Will it ever happen?


----------



## Vig2000

Nokie said:


> Will it ever happen?


Of course, there's no way to know for sure except to ask Damasko provided that they're willing to tell you, but if I was betting, I would say it will eventually happen.


----------



## Igorek

What's DC86?


----------



## JFingers

Igorek said:


> What's DC86?


The coolest new watch of all time. Which has unfortunately been shelved. No one knows if it will ever be released.

http://www.woundforlife.com/2014/06/11/first-impression-damaskos-latest-releases/

Blue skies,
-only jake


----------



## StufflerMike

Igorek said:


> What's DC86?


This



And of course this





Pics taken at Munichtime 2011


----------



## somniloquist

That orange one is amazing. I would snap one of those up in a heartbeat. Someday...?


----------



## JFingers

somniloquist said:


> That orange one is amazing. I would snap one of those up in a heartbeat. Someday...?


Fingers crossed. It's obviously possible, the prototypes are real. I have no idea how to run a watch company, so I can't say why it's not being released or why or why not it may ever see the light of day as a retail product. Hopefully someday, though.

Blue skies, 
-only Jake


----------



## aaamax

I'll take a guess and say it had/has something to do with sourcing the movement. That Chrono is going to be a handful and since certain mvmnts have gotten harder to come by reliably it would be hard to go to production not knowing for sure that they can source enough. Weather or not damasko is up to the task to make it in-house, well, that's a whole other discussion. Give me a left-over case set and I'll throw an old Zenith in there and call it day.


----------



## Vig2000

aaamax said:


> I'll take a guess and say it had/has something to do with sourcing the movement. That Chrono is going to be a handful and since certain mvmnts have gotten harder to come by reliably it would be hard to go to production not knowing for sure that they can source enough. Weather or not damasko is up to the task to make it in-house, well, that's a whole other discussion. Give me a left-over case set and I'll throw an old Zenith in there and call it day.
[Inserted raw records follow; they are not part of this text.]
PR #1447, opened 2020-08-03
Use the site URL as business name fallback if blog name is empty

unfulvio:
# Summary

Ensures that the business name is never empty string.

### Steps

- [ ] Code review
- [ ] Integration tests pass

## Before merge

### DIFF
--- a/includes/Handlers/Connection.php
+++ b/includes/Handlers/Connection.php
@@ -482,18 +482,25 @@ class Connection {
 	 */
 	public function get_business_name() {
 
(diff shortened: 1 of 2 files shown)


unfulvio:
@wvega sounds like a good idea, how about https://github.com/facebookincubator/facebook-for-woocommerce/pull/1447/commits/9470f7f5dbadcb19cf807d1e3f0ddda448168de2 ? this would exclude the dot which comes with `uniquid( '', true )` - so you'd have a string like `skyverge-plugins-development-5f29c5f622045` from `'SkyVerge Plugins Development' === get_bloginfo( 'name' )`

I remember hearing at the time that the reason for scrapping the DC86 project-and I don't know how true this is, so it's to be taken with a grain of salt-was that Damasko wanted to focus their efforts on their in-house movement as well as the development of their ice hardened bracelet. Now that both have come to full fruition, perhaps they may now examine pursuing the DC86 once again, but you do bring up a good point about the possible difficulty they may encounter in sourcing the movement. Hell, maybe they are working on their own in-house chronograph movement or a different project altogether like a diver, which it seems many would like to see happen. All of this is pure speculation of course, but it can fun to speculate.


----------



## StufflerMike

Sourcing the movement is no problem and never was since the modification done on it are done in-house in Barbing, on a 7750 btw.


----------



## WatchOutChicago

Gorgeous - hopefully soon!


Sent from my iPhone using Tapatalk


----------



## ylekiot24

That orange accented one is amazing...keeping my fingers crossed that we'll see these one day!


----------



## icybluesmile

Whew, I love that orange one!


----------



## Myron

I totally count myself among those waiting for the DC86. Can't wait.


----------



## sulpher

/gone


----------



## robannenagy

I contacted Nadja Damasko late 2014 because I read rumours that the DC86 had been cancelled, this is her reply:

_'the model is still planned for the future.
But we have stopped everything about it because we have other projects which we realize first.'

_Personally I'm hoping that the delay is because they are looking at going completely in house with the movement rather than a modified Valjoux, They've produced a 3 hand auto, a GMT and a hand wound from the same core movement, a nice chrono would be the icing on the cake and I would have thought that when the Damasko movement was first designed, the intention was to be adapted for such changes/add-ons.


----------



## Vig2000

robannenagy said:


> I contacted Nadja Damasko late 2014 because I read rumours that the DC86 had been cancelled, this is her reply:
> 
> _'the model is still planned for the future.
> But we have stopped everything about it because we have other projects which we realize first.'
> 
> _Personally I'm hoping that the delay is because they are looking at going completely in house with the movement rather than a modified Valjoux, They've produced a 3 hand auto, a GMT and a hand wound from the same core movement, a nice chrono would be the icing on the cake and I would have thought that when the Damasko movement was first designed, the intention was to be adapted for such changes/add-ons.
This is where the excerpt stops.